In 1873, Hu Enxie (胡恩燮, 1824-1892, sobriquet Xuzhai 煦齋) resigned from his post as Prefect of Suzhou and returned to his native city of Nanjing. He acquired the desolate site of the old West Garden and he built and set about constructing a new garden. He called it the Garden of Folly 愚園, although it is also commonly known as the Pleasance of the Hu Family 胡家花園. It contained a residence as well as a garden. The layout and style of the garden was inspired by Ni Zan’s 倪瓚 famous Lion Grove Garden 獅子林 in Suzhou. As a result it was acclaimed as the Lion Grove Garden of Jinling. In its heyday the Garden of Folly boasted thirty-six scenes 景 and attracted renowned government officials and scholars such as Li Hongzhang 李鴻章, Zhang Zhidong 張之洞 and Yu Yue 俞樾. The essays, poems and inscriptions celebrating the garden were are contained in the eight-volume Collection Writings on the Garden of Folly in Baixia 白下愚園集 (1894) compiled by Hu Enxie’s son, Hu Guangguo 胡光國.

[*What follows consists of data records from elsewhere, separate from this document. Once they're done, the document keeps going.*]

Issue #1289, opened 2021-05-23
Project: Widgets


charliescheer:
This is a project post for adding iOS 14 style widgets to Simplenote.  

### Tasks

- [x] New Note Widget
- [x] Single Note Widget
- [x] Note List Widget

### Description

There are three different widgets we want to add to Simplenote.  The first is a new note button that can live on the home screen of an iPhone. This widget is only available in the smallest widget family, so the entire widget will open up into a new note.

<img src="https://cdn-std.droplr.net/files/acc_593859/eCLMhS" />

The next widget is a single note widget that displays the content of a user selected note on the home screen.  This widget is available in Small and Medium widget families.  Tapping on this widget will take the user into the selected note

<img src="https://cdn-std.droplr.net/files/acc_593859/xQ1Stc" />

<img src="https://cdn-std.droplr.net/files/acc_593859/nh6IOk" />

Lastly we have a widget that shows a list of notes in a tag.  This multiple tap targets, and will provide a shortcut into the notes that are listed.  This widget is available in medium and large widget sizes.

<img src="https://cdn-std.droplr.net/files/acc_593859/IlydIZ" />

<img src="https://cdn-std.droplr.net/files/acc_593859/COcZj8" />

hardevine:
👍  waiting for it

PR #1293, opened 2021-05-27
New note widget

charliescheer:
### Fix
This PR is the first part of the iOS widget project #1289 

This is PR add the basic infrastructure to add widgets into Simplenote (adding widget target, widget group etc)

It also includes the New Note Widget.  This widget is a home screen button to quickly jump straight into the new note screen.

The widget it's self is pretty simple, it has no timeline, and displays no details.  It simply triggers opening the app.

### Test
1. Build the app on your device/simulator
2. Go to the home screen and press and hold to make the homepage edit appear, tap the plus button
3. Find Simplenote and add the new note widget
4. tap on it, you should be taken to new note page

### Review

Also, @mokagio  would you please take a look at this PR to see if there are any changes to the SimplenoteWidgetExtension configuration that we should make.

### Release
> `RELEASE-NOTES.txt` was updated in 216f7d with:
> 
> > Adds a home screen widget to start a new note with a single tap


pachlava:
I've noticed that new note created via widget has a difference compared to 'traditional' creation:
- If new note is created traditionally, and left empty (user goes back to note list) ~> it goes to `Trash` momentarily and is not shown in note list. Actually it should even [skip the `Trash`](https://github.com/Automattic/Simplenote-United/issues/116), but it's planned for future.
- If a note is created via widget, and left empty, it will stay in the note list:

https://user-images.githubusercontent.com/73365754/119973451-2c204000-bfbc-11eb-95a2-f3973b3305b1.mov

pachlava:
Did some testing on iPhone and iPad sims, in usual mode as well as in logged out state and with passcode enabled. Found no issues besides the one described above.

Side note: maybe it makes sense to decrease the `IPHONEOS_DEPLOYMENT_TARGET` in `SimplenoteWidgetsExtension` from 14.5 to 14.4, to avoid potential issues with CircleCI VMs, stat still run Xcode 12.4

mokagio:
I'm going to bump this to Future because we'll be code freezing 4.37 next week and it seems like this needs a bit more touches.

It doesn't seem the case, but if it's very important that this makes it into 4.37, let me know and we'll organize a new beta once ready.

charliescheer:
>I've noticed that new note created via widget has a difference compared to 'traditional' creation:

Thanks for catching that @pachlava!  I am using the new note URL to access creating this note via 
`-(BOOL)application:(UIApplication *)app openURL:(NSURL *)url`

I did a bit of testing and confirmed that the issue is with how this method is setup currently.  When you create a new note, the managed object is given a temporary object ID, that is replaced when the object is saved.  in the openURL function we are saving the note to simperium (which also saves to core data) before we load the editor.  

Looking at the history of the method that gets called with simplenote://new that has not been updated since before 2016 when SN went open source.

@jleandroperez is there any reason we can't remove the save call in the SPAppDelegate.m method 
`- (BOOL)application:(UIApplication *)app openURL:(NSURL *)url options:(NSDictionary<UIApplicationOpenURLOptionsKey,id> *)options`  

I tested creating a new note without the call to " [_simperium save];"  (line 602) and it works just fine.  Thoughts?

charliescheer:
On further thought, I went ahead and removed the saving in the new note method and pushed that change, so it can be tested again and no longer persists an empty note.  Since the note is held with a temporary ID, which is what we would expect it to do with any new note, there is no need to save it on creation unless the user makes changes to the note.

@jleandroperez @eshurakov  do you agree?  Or is there something I am missing, and we should save the new note that is loaded by url before displaying?

charliescheer:
>Side note: maybe it makes sense to decrease the IPHONEOS_DEPLOYMENT_TARGET in SimplenoteWidgetsExtension from 14.5 to 14.4, to avoid potential issues with CircleCI VMs, stat still run Xcode 12.4

That was my mistake, I think apple updated my Xcode without asking.  I have downgraded the target to 14.4

Simplenote/SPAppDelegate.m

The Garden of Folly was despoiled by the demobbed Qing general Zhang Xun 張勛 and his ‘Queue-wearing Troops’ when they seized the city in 1913. Two years later, Hu Guangguo returned from his sojourn in Shanghai and restored the garden to its former splendour; thirty-four new scenes were added to the original design. This revival was, however, short lived. In the early 1930s, the architect, scholar and garden connoisseur Tung Chuin 童雋 link recorded that ‘maintenance of the garden has long been neglected and the piled rocks, although still existing, are too dangerous for climbing.’ After the Sino-Japanese War, upon visiting the place the writer Lu Qian 盧前 lamented that ‘the garden has been in a state of ruin for a long time; all that remains are a few buildings, some rows of drooping willows and a shallow pond.’ During the Great Leap Forward of 1958-1959, the remaining buildings, rockeries, pavilions and trees were destroyed. All that remained of the once grand garden were the images in Zhu Xie’s 朱偰 Albums of Historical Traces and Famous Sites of Jinling 金陵古蹟圖考 add and Hedda Hammer Morrison’s Nanking.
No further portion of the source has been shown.